= International Service Fellowship =

Christian organization

The International Service Fellowship, more commonly known as Interserve, is an interdenominational Protestant Christian charity which was founded in London in 1852. For many years it was known as the Zenana Bible and Medical Missionary Society and it was run entirely by women.

==History==

A. R. Cavalier In Northern India; a story of mission work in zenanas, hospitals, schools and villages; 1899

Interserve was originally called the Calcutta Normal School and later the Indian Female Normal School and Instruction Society and then the Zenana Bible and Medical Mission. It was founded as one of the zenana missions in the 19th century, with the aim of addressing the medical and educational needs of Indian women.

In 1821, Mary Ann Cooke (soon to be Wilson) landed in Calcutta with the intention of setting up a school to educate young Hindu women. Although she experienced significant opposition from people unwilling to countenance the thought of women receiving an education, she worked closely with the Church Mission Society to set up a school to teach girls. In 1852 Mrs Mackenzie, a colleague of Miss Cooke’s, wrote to the social activist Mary Jane Kinnaird (who later founded the YWCA) to ask for her assistance in expanding the organisation’s work. Lady Kinnaird’s involvement led to the rapid growth of the organisation and its expansion across India. Fund raising in Britain was led by enthusiasts such as Harriett Urmston who began her support in 1875. In 1880 internal disputes within the organisation resulted in the Church of England Zenana Mission breaking away.

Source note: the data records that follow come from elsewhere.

PR #978, opened 2026-06-12
test: hygiene batch — pin vacuous tests, git skip guard, fast timeout handlers (TKT-LR5HLB)

vloothuis:
Last item from the test-quality review queue (full ticket flow in tickets/, TKT-LR5HLB). Four small fixes:

1. **`TestCreate_CascadeNoRecursion` actually asserts something now.** It carried a comment walking back its own strategy and pinned little beyond "completes". Now pins the no-Manager-recursion invariant via `countingStore`: single-dispatch is exactly 3 creates / 1 update (requirement + cascade checklist + childAuto's Set through the Create→conflict→Update upsert); Manager re-entry would double-dispatch → 4/2. Counts probed empirically; reviewer independently traced the pipeline and confirmed both shapes.
2. **`TestParseDocument_UnclosedFrontmatter` pinned nothing** (accepted error *or* success). Now pins the deterministic parse error — renamed `..._BodyIsInvalidYAML` after the reviewer probed the boundary: an unclosed block whose remainder is all `key: value` lines parses cleanly, so the general claim would overpromise. The comment states the boundary.
3. **`internal/git` skips instead of failing without a git binary** (`requireGit` LookPath guard in both setup helpers; reviewer verified `runCmd` is the only binary exec and simulated a gitless PATH — clean skips, and the go-git-library tests correctly stay unguarded).
4. **Timeout tests stop burning wall time in `server.Close`.** The lua handler now returns the instant the client's timeout closes the connection (measured in µs). The AI case was subtler — the review caught that its ctx-aware branch was *dead code*: a client context deadline abandons the request but leaves the keep-alive socket open, so `r.Context()` never cancels (instrumented: a 30s timer blocked Close for 29.95s). Fixed by `CloseClientConnections()` in cleanup, which cancels in-flight request contexts regardless of how the client gave up.

## Review

Cranky review: 0 critical, 1 significant (the dead ctx branch — fixed and re-instrumented), 1 minor (test rename). RR-ZLDVOY, RR-2M9QDD linked.

## Verification

Five touched packages green under `-race -count=2 -shuffle=on`; lint 0 issues; full `just ci` green.

### DIFF
--- a/internal/ai/openai_test.go
+++ b/internal/ai/openai_test.go
@@ -361,8 +361,11 @@ func TestProvider_Chat_NetworkError(t *testing.T) {
 
 func TestProvider_Chat_Timeout(t *testing.T) {
 	server := httptest.NewServer(http.HandlerFunc(func(w http.ResponseWriter, r *http.Request) {
-		// Out-wait the client timeout, returning as soon as the client
-		// gives up so server.Close doesn't block on this handler.
+		// Out-wait the client's 50ms ctx deadline. The deadline only
+		// abandons the request (the keep-alive socket stays open), so
+		// r.Context() does NOT cancel when the client gives up — the
+		// cleanup below force-closes connections to unblock this select
+		// before server.Close.
 		select {
 		case <-time.After(500 * time.Millisecond):
 		case <-r.Context().Done():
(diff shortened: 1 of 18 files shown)


tschmits (commented):
## IB-review — rela#978 `test: hygiene batch — pin vacuous tests, git skip guard, fast timeout handlers`

**Reviewer:** CISO · **Status: ✅ Approved** — Uitsluitend testcode en ticketadministratie; geen productie- of beveiligingsrelevante wijzigingen.

De PR raakt geen toegangscontrole, authenticatie, datastores of externe interfaces. Alle gewijzigde bestanden zijn testcode (`_test.go`) of interne ticketdocumenten. Geen bevindingen ≥ Laag.

tschmits (approved):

From 1880 the organisation became known as the Zenana Bible and Medical Mission as its focus expanded to include medical work. In 1881 a Zenana worker, Miss Bielby, met Queen Victoria at Windsor Castle to ask for her support in publicising the organisation’s work, a request to which the Queen agreed. At this time the organisation began to expand its sending bases as well, and workers were sent from Canada, New Zealand, Ireland and the USA as well as from Britain.

For the first century of its existence the organisation was run solely by women but in 1957 the decision was made to accept men as well. In 1987 the organisation was renamed “Interserve” to reflect its international status and its emphasis on practical service.

==Today==
Interserve sends out over 800 workers from countries including Britain, Australia, New Zealand, Canada, the USA, the Netherlands, Korea, Malaysia, Singapore, South Africa, Ireland, Germany, Switzerland, and India.

Interserve workers use their practical skills to serve the people they live amongst, in line with the instructions of Christ given in the Great Commission. Interserve, as an interdenominational agency, receives support from no specific Christian denomination in particular.